[Collected data]
PR #297, opened 2023-02-22
Add collection instrument form type check eq and seft

LJBabbage:
# What and why?
This PR validates if a collection instrument can be uploaded according to it's form_type. 
# How to test?
Test with this PR deploy as well https://github.com/ONSdigital/response-operations-ui/pull/844
Using this PR create a EQ_AND_SEFT survey in rops, upload an eQ form_type (i.e 0001) then try to upload a SEFT using the same form type (a file named 064_201803_0001 would do it), it should return a warning. Repeat the process but the other way around Upload a SEFT first then an eQ. This is survey wide, so try across CE as well (i.e create a CE and upload a eQ, then in a different CE try to add a SEFT with the same form_type)
# Trello

### DIFF
--- a/application/controllers/collection_instrument.py
+++ b/application/controllers/collection_instrument.py
@@ -8,7 +8,7 @@ from sqlalchemy.orm import Session
 from application.controllers.helper import validate_uuid
 from application.controllers.service_helper import (
     collection_instrument_link,
-    get_survey_ref,
+    get_survey_service_details,
     service_request,
 )
 from application.controllers.session_decorator import with_db_session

Work order >>
Report the lines above that contain "import".

Task answer >>
@@ -8,7 +8,7 @@ from sqlalchemy.orm import Session
 from application.controllers.helper import validate_uuid
 from application.controllers.service_helper import (
 from application.controllers.session_decorator import with_db_session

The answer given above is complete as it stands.